Two Outstanding Law Professors Win Top UH-Mānoa Awards

May 8, 2013

Two William S. Richardson School of Law professors - Melody Kapilialoha MacKenzie and Calvin Pang - have been singled out for top awards from the University of Hawai‘i.

Associate Professor MacKenzie, director and founder of the Ka Huli Ao Center for Excellence in Native Hawaiian Law is being honored with the Regents’ Excellence in Teaching Award, while Associate Professor Pang has been named this year’s winner of the Robert W. Clopton Award for Outstanding Community Service.

The awards convocation took place April 30 in Orvis Hall.

MacKenzie’s teaching award recognizes her remarkable success in establishing and teaching in a center for Native Hawaiian law at UH, as well as for her exceptional abilities in regularly guiding a Second Year Writing Seminar, advising within the Law School’s moot court program, and doing impressive scholarly work.

Law Dean Avi Soifer said: “Professor MacKenzie is, at her core, a remarkably generous, forthcoming, and inspiring educator of all kinds of people, and Ka Huli Ao, through her leadership and diplomacy, now serves as an invaluable community resource.”

Soifer said Ka Huli Ao has matured under Professor MacKenzie’s leadership “to the point that it now offers a certificate program for law students who complete a designated curriculum and it also supports first-rate scholarship and runs a range of effective outreach programs.”

Associate Professor Pang’s work is similarly outstanding for his selfless and energetic assistance to some of the most vulnerable in society. Pang has spent years as a board member and chair with the Legal Aid Society of Hawai‘i as well as leading projects for the Hawai‘i Access to Justice Commission.

“Calvin Pang always seems to be the ‘go to’ person in recognizing and doing something about pressing needs,” Soifer said.
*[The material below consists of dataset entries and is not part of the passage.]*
Issue #3624, opened 2024-04-27
[FR][DAC] Consideration: expose kql parse parameters for custom rules validation


brokensound77:
**Note**: this work will target the [DAC-feature](https://github.com/elastic/detection-rules/tree/DAC-feature) branch

related to #3407

---

**This is a consideration and not a commitment to work at this point**. We should review the feasibility and supportability. If it is doable and not deemed maintainable, we can move the example code to the DAC reference for users to manually implement.

---

Based on https://github.com/elastic/detection-rules/pull/3568, I will look at allowing normalization on KQL queries for custom rules and exposed in the config. (This allows uppercase operators)

https://github.com/elastic/detection-rules/pull/3407#issuecomment-2038338946

eric-forte-elastic:
I think this is a result of the reversion of https://github.com/elastic/detection-rules/pull/3574. I think we just need a small PR to on the setting of a custom rule directory, set the normalization flag to be true instead of false.

brokensound77:
upon further consideration and observations of how this should be leveraged, I don't think it should be default, but a config parameter. Noted in PR

eric-forte-elastic:
PR merged.

PR #3816, opened 2024-06-21
[FR] [DAC] Update default KQL parsing behavior to normalize keywords for custom rule directories.

eric-forte-elastic:
## Related Issue:
https://github.com/elastic/detection-rules/issues/3624

## Related PRs:
https://github.com/elastic/detection-rules/pull/3574

## Summary
This PR updates the default KQL parsing behavior when a custom rule directory is set. Now when the `NORMALIZE_KQL_KEYWORDS` environment variable is set, the normalization flag is set to `True`

## Testing

Make a custom KQL rule and modify the keyword to be upper case and test with view rule.

<details><summary>Example KQL Rule</summary>
<p>

```
[metadata]
creation_date = "2023/05/22"
maturity = "production"
updated_date = "2024/05/21"

[transform]
[[transform.osquery]]
label = "Osquery - Retrieve DNS Cache"
query = "SELECT * FROM dns_cache"

[[transform.osquery]]
label = "Osquery - Retrieve All Services"
query = "SELECT description, display_name, name, path, pid, service_type, start_type, status, user_account FROM services"

[[transform.osquery]]
label = "Osquery - Retrieve Services Running on User Accounts"
query = """
SELECT description, display_name, name, path, pid, service_type, start_type, status, user_account FROM services WHERE
NOT (user_account LIKE '%LocalSystem' OR user_account LIKE '%LocalService' OR user_account LIKE '%NetworkService' OR
user_account == null)
"""

[[transform.osquery]]
label = "Osquery - Retrieve Service Unsigned Executables with Virustotal Link"
query = """
SELECT concat('https://www.virustotal.com/gui/file/', sha1) AS VtLink, name, description, start_type, status, pid,
services.path FROM services JOIN authenticode ON services.path = authenticode.path OR services.module_path =
authenticode.path JOIN hash ON services.path = hash.path WHERE authenticode.result != 'trusted'
"""


[rule]
author = ["Elastic"]
description = """
This rule is triggered when a hash indicator from the Threat Intel Filebeat module or integrations has a match against
an event that contains file hashes, such as antivirus alerts, process creation, library load, and file operation events.
"""
from = "now-65m"
index = ["auditbeat-*", "endgame-*", "filebeat-*", "logs-*", "winlogbeat-*"]
interval = "1h"
language = "kuery"
name = "Test Threat Intel Hash Indicator Match"
note = """## Triage and Analysis

fing the incident response data, update logging and audit policies to improve the mean time to detect (MTTD) and the mean time to respond (MTTR).
"""
references = [
    "https://www.elastic.co/guide/en/beats/filebeat/current/filebeat-module-threatintel.html",
    "https://www.elastic.co/guide/en/security/master/es-threat-intel-integrations.html",
    "https://www.elastic.co/security/tip",
]
risk_score = 99
rule_id = "f62a0edd-4cf3-46fe-b5f2-58fd23db991e"
setup = """## Setup

This rule needs threat intelligence indicators to work.
Threat intelligence indicators can be collected using an [Elastic Agent integration](https://www.elastic.co/guide/en/security/current/es-threat-intel-integrations.html#agent-ti-integration),
the [Threat Intel module](https://www.elastic.co/guide/en/security/current/es-threat-intel-integrations.html#ti-mod-integration),
or a [custom integration](https://www.elastic.co/guide/en/security/current/es-threat-intel-integrations.html#custom-ti-integration).

More information can be found [here](https://www.elastic.co/guide/en/security/current/es-threat-intel-integrations.html).
"""
severity = "critical"
tags = ["OS: Windows", "Data Source: Elastic Endgame", "Rule Type: Indicator Match"]
threat_index = ["filebeat-*", "logs-ti_*"]
threat_indicator_path = "threat.indicator"
threat_language = "kuery"
threat_query = """
@timestamp >= "now-30d/d" and event.module:(threatintel or ti_*) and (threat.indicator.file.hash.*:* or
threat.indicator.file.pe.imphash:*) and not labels.is_ioc_transform_source:"true"
"""
timeline_id = "495ad7a7-316e-4544-8a0f-9c098daee76e"
timeline_title = "Generic Threat Match Timeline"
type = "threat_match"

query = '''
file.hash.*:* OR process.hash.*:* or dll.hash.*:*
'''


[[rule.threat_filters]]

[rule.threat_filters."$state"]
store = "appState"
[rule.threat_filters.meta]
disabled = false
key = "event.category"
negate = false
type = "phrase"
[rule.threat_filters.meta.params]
query = "threat"
[rule.threat_filters.query.match_phrase]
"event.category" = "threat"
[[rule.threat_filters]]

[rule.threat_filters."$state"]
store = "appState"
[rule.threat_filters.meta]
disabled = false
key = "event.kind"
negate = false
type = "phrase"
[rule.threat_filters.meta.params]
query = "enrichment"
[rule.threat_filters.query.match_phrase]
"event.kind" = "enrichment"
[[rule.threat_filters]]

[rule.threat_filters."$state"]
store = "appState"
[rule.threat_filters.meta]
disabled = false
key = "event.type"
negate = false
type = "phrase"
[rule.threat_filters.meta.params]
query = "indicator"
[rule.threat_filters.query.match_phrase]
"event.type" = "indicator"
[[rule.threat_mapping]]

[[rule.threat_mapping.entries]]
field = "file.hash.md5"
type = "mapping"
value = "threat.indicator.file.hash.md5"

[[rule.threat_mapping]]

[[rule.threat_mapping.entries]]
field = "file.hash.sha1"
type = "mapping"
value = "threat.indicator.file.hash.sha1"

[[rule.threat_mapping]]

[[rule.threat_mapping.entries]]
field = "file.hash.sha256"
type = "mapping"
value = "threat.indicator.file.hash.sha256"

[[rule.threat_mapping]]

[[rule.threat_mapping.entries]]
field = "dll.hash.md5"
type = "mapping"
value = "threat.indicator.file.hash.md5"

[[rule.threat_mapping]]

[[rule.threat_mapping.entries]]
field = "dll.hash.sha1"
type = "mapping"
value = "threat.indicator.file.hash.sha1"

[[rule.threat_mapping]]

[[rule.threat_mapping.entries]]
field = "dll.hash.sha256"
type = "mapping"
value = "threat.indicator.file.hash.sha256"

[[rule.threat_mapping]]

[[rule.threat_mapping.entries]]
field = "process.hash.md5"
type = "mapping"
value = "threat.indicator.file.hash.md5"

[[rule.threat_mapping]]

[[rule.threat_mapping.entries]]
field = "process.hash.sha1"
type = "mapping"
value = "threat.indicator.file.hash.sha1"

[[rule.threat_mapping]]

[[rule.threat_mapping.entries]]
field = "process.hash.sha256"
type = "mapping"
value = "threat.indicator.file.hash.sha256"



```

</p>
</details> 

<details><summary>Output</summary>
<p>

normalize_kql_keywords

</p>
</details>

### DIFF
--- a/detection_rules/config.py
+++ b/detection_rules/config.py
@@ -19,7 +19,6 @@ from .utils import cached, load_etc_dump, get_etc_path
 
 ROOT_DIR = Path(__file__).parent.parent
 CUSTOM_RULES_DIR = os.getenv('CUSTOM_RULES_DIR', None)
-NORMALIZE_KQL_KEYWORDS = os.getenv('NORMALIZE_KQL_KEYWORDS', None)
 
 
 @dataclass
@@ -190,6 +189,7 @@ class RulesConfig:
     bbr_rules_dirs: Optional[List[Path]] = field(default_factory=list)
     bypass_version_lock: bool = False
     exception_dir: Optional[Path] = None
+    normalize_kql_keywords: bool = True
 
     def __post_init__(self):
         """Perform post validation on packages.yaml file."""
@@ -271,6 +271,9 @@ def parse_rules_config(path: Optional[Path] = None) -> RulesConfig:
     # paths are relative
     if loaded.get('bbr_rules_dirs'):
         contents['bbr_rules_dirs'] = [base_dir.joinpath(d).resolve() for d in loaded.get('bbr_rules_dirs', [])]
+
+    # kql keyword normalization
+    contents['normalize_kql_keywords'] = loaded.get('normalize_kql_keywords', True)
 
     try:
         rules_config = RulesConfig(test_config=test_config, **contents)
--- a/detection_rules/config.py
+++ b/detection_rules/config.py
@@ -19,6 +19,7 @@ from .utils import cached, load_etc_dump, get_etc_path
 
 ROOT_DIR = Path(__file__).parent.parent
 CUSTOM_RULES_DIR = os.getenv('CUSTOM_RULES_DIR', None)
+NORMALIZE_KQL_KEYWORDS = os.getenv('NORMALIZE_KQL_KEYWORDS', None)
 
 
 @dataclass
--- a/docs/custom-rules.md
+++ b/docs/custom-rules.md
@@ -113,6 +113,7 @@ class RulesConfig:
     bbr_rules_dirs: Optional[List[Path]] = field(default_factory=list)
     bypass_version_lock: bool = False
     exception_dir: Optional[Path] = None
+    normalize_kql_keywords: bool = True
 
 # using the stack_schema_map
 RULES_CONFIG.stack_schema_map
--- a/tests/test_mappings.py
+++ b/tests/test_mappings.py
@@ -10,6 +10,7 @@ import warnings
 
 from . import get_data_files, get_fp_data_files
 from detection_rules.utils import combine_sources, evaluate, load_etc_dump
+from detection_rules.rule_loader import RULES_CONFIG
 from rta import get_available_tests
 from .base import BaseRuleTest
 
@@ -21,7 +22,7 @@ class TestMappings(BaseRuleTest):
 
     def evaluate(self, documents, rule, expected, msg):
         """KQL engine to evaluate."""
-        filtered = evaluate(rule, documents)
+        filtered = evaluate(rule, documents, RULES_CONFIG.normalize_kql_keywords)
         self.assertEqual(expected, len(filtered), msg)
         return filtered
 
--- a/tests/test_mappings.py
+++ b/tests/test_mappings.py
@@ -9,10 +9,13 @@ import unittest
 import warnings
 
 from . import get_data_files, get_fp_data_files
+from detection_rules.config import parse_rules_config
 from detection_rules.utils import combine_sources, evaluate, load_etc_dump
-from detection_rules.rule_loader import RULES_CONFIG
 from rta import get_available_tests
 from .base import BaseRuleTest
+
+
+RULES_CONFIG = parse_rules_config()
 
 
 class TestMappings(BaseRuleTest):
--- a/detection_rules/devtools.py
+++ b/detection_rules/devtools.py
@@ -33,6 +33,7 @@ from . import attack, rule_loader, utils
 from .beats import (download_beats_schema, download_latest_beats_schema,
                     refresh_main_schema)
 from .cli_utils import single_collection
+from .config import parse_rules_config
 from .docs import IntegrationSecurityDocs, IntegrationSecurityDocsMDX
 from .ecs import download_endpoint_schemas, download_schemas
 from .endgame import EndgameSchemaManager
@@ -50,7 +51,7 @@ from .packaging import (CURRENT_RELEASE_PATH, PACKAGE_FILE, RELEASE_DIR,
                         Package)
 from .rule import (AnyRuleData, BaseRuleData, DeprecatedRule, QueryRuleData,
                    RuleTransform, ThreatMapping, TOMLRule, TOMLRuleContents)
-from .rule_loader import RULES_CONFIG, RuleCollection, production_filter
+from .rule_loader import RuleCollection, production_filter
 from .schemas import definitions, get_stack_versions
 from .utils import dict_hash, get_etc_path, get_path, load_dump
 from .version_lock import VersionLockFile, loaded_version_lock
@@ -61,6 +62,7 @@ NAVIGATOR_URL = 'https://ela.st/detection-rules-navigator'
 NAVIGATOR_BADGE = (
     f'[![ATT&CK navigator coverage](https://img.shields.io/badge/ATT&CK-Navigator-red.svg)]({NAVIGATOR_URL})'
 )
+RULES_CONFIG = parse_rules_config()
 
 
 def get_github_token() -> Optional[str]:
--- a/detection_rules/eswrap.py
+++ b/detection_rules/eswrap.py
@@ -17,6 +17,7 @@ from elasticsearch import Elasticsearch
 from elasticsearch.client import AsyncSearchClient
 
 import kql
+from .config import parse_rules_config
 from .main import root
 from .misc import add_params, client_error, elasticsearch_options, get_elasticsearch_client, nested_get
 from .rule import TOMLRule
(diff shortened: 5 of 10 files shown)


brokensound77:
These should not just default to that behavior simply based on the presence of the custom rules envvar, as that may not be the desired behavior. Please update to expose a new config parameter where these can be set and pushed down as needed

eric-forte-elastic:
> These should not just default to that behavior simply based on the presence of the custom rules envvar, as that may not be the desired behavior. Please update to expose a new config parameter where these can be set and pushed down as needed

Sure, happy to update it to be a parameter instead. I was basing the initial approach off of your description in the [issue](https://github.com/elastic/detection-rules/issues/3624).
> I will look at allowing normalization on KQL queries for custom rules by default.

And I understood that to mean that you wanted a default based on the presence of custom rules.

eric-forte-elastic:
Updated to now have a separate environment variable `NORMALIZE_KQL_KEYWORDS` to set the desire to normalize the keywords. Given that this is no longer DAC specific we may want to think about merging this directly to main. 

Another considered approach was to put the value in the config file; however, this would require fairly significant restructuring of the detection rules logic flow (specifically how we use `utils.py`) to support this. Furthermore, it is not a change of DAC logic but base repo logic and would override a well debated design decision we made in the initial POC. As such, I do not think it is a desirable method.

eric-forte-elastic:
Upon further consideration, while the original POC decision for the config setup has merit, the enhanced usability for the end user of being able to specify the variable in the config, warrants modifying this structure to support it. Updating shortly.

brokensound77:
> the enhanced usability for the end user of being able to specify the variable in the config, warrants modifying this structure to support it

I concur and think it requires it. We should strive to make the use of environmental variables optional (with configs), where possible to minimize complexity of calls

eric-forte-elastic:
> > the enhanced usability for the end user of being able to specify the variable in the config, warrants modifying this structure to support it
> 
> I concur and think it requires it. We should strive to make the use of environmental variables optional (with configs), where possible to minimize complexity of calls

Updated to use the config. As a note to my prior comment, the restructuring was already done in another PR so this PR should be small. :rocket:

eric-forte-elastic:
As a note, this will require an accompanying docs PR since we are updating the config.

docs/custom-rules.md
```diff
@@ -113,6 +113,7 @@ class RulesConfig:
     bbr_rules_dirs: Optional[List[Path]] = field(default_factory=list)
     bypass_version_lock: bool = False
     exception_dir: Optional[Path] = None
+    normalize_kql_keywords: bool = True
```
Mikaayenson, line 116: I saw a comment saying we have to do a docs update. Will that also highlight what this field does in this file?

detection_rules/config.py
```diff
@@ -189,6 +189,7 @@ class RulesConfig:
     bbr_rules_dirs: Optional[List[Path]] = field(default_factory=list)
     bypass_version_lock: bool = False
     exception_dir: Optional[Path] = None
+    normalize_kql_keywords: bool = True
```
Mikaayenson, line 192: Is this supposed to be `Optional`?

tests/test_mappings.py
```diff
@@ -10,6 +10,7 @@
 
 from . import get_data_files, get_fp_data_files
 from detection_rules.utils import combine_sources, evaluate, load_etc_dump
+from detection_rules.rule_loader import RULES_CONFIG
```
Mikaayenson, line 13: Might be good to double check that this is the best import to obtain the `RULES_CONFIG` so we don't create unnecessary circular dependencies in the future (and if there is any consistency that makes sense based on how we import in the other tests files).

detection_rules/config.py
eric-forte-elastic: It could be marked Optional, but was following the existing code for the `bypass_version_lock` which also is optional, but not marked so here. I think we will want them both to match. 

In effect, it is not Optional for the dataclass at the moment, but optional to have it set in the config. That being said, I think we should mark both as Optional, to be more clear for someone reading the code. 

Thoughts?

tests/test_mappings.py
eric-forte-elastic: Agreed, initially I pulled it from the Rule Loader to follow convention with where we pulled it in devtools.py `from .rule_loader import RULES_CONFIG`. 

The more widely used approach is to always parse the config again on initialization (since it is cached there is just a cache lookup rather than duplicate parsing) 
```
from .config import parse_rules_config

RULES_CONFIG = parse_rules_config()
```

Perhaps we should standardize to one or the other to avoid confusion? IMO the more direct we go with importing the better, to reduce the chance circular importing. Meaning, I think we should use the later option even though it is an additional line of code.

docs/custom-rules.md
eric-forte-elastic: Yes, the docs update will highlight this :+1:

detection_rules/config.py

For example, Soifer added, “When faculty members sought a public interest project several years ago, it was Calvin who made all of the arrangements and led the effort to donate clothing and to serve lunches at River of Life mission.”

Pang volunteers Saturday mornings at the Humane Society, and he is also the faculty member who launched, and for the last decade has led, a unique tradition at the Law School called “Stew Day.” Professors serve a stew lunch to the students and present awards to students after collecting stories of those who did unusually generous things for their fellow students.

Soifer said: “Calvin has consistently gone far beyond his professional duties to lead the fight for - and to achieve - critical legal assistance for those most in need in Hawai‘i.”

The Clopton Award was established in 1977 as a memorial to a long-time College of Education Professor who exemplified academic expertise and community service.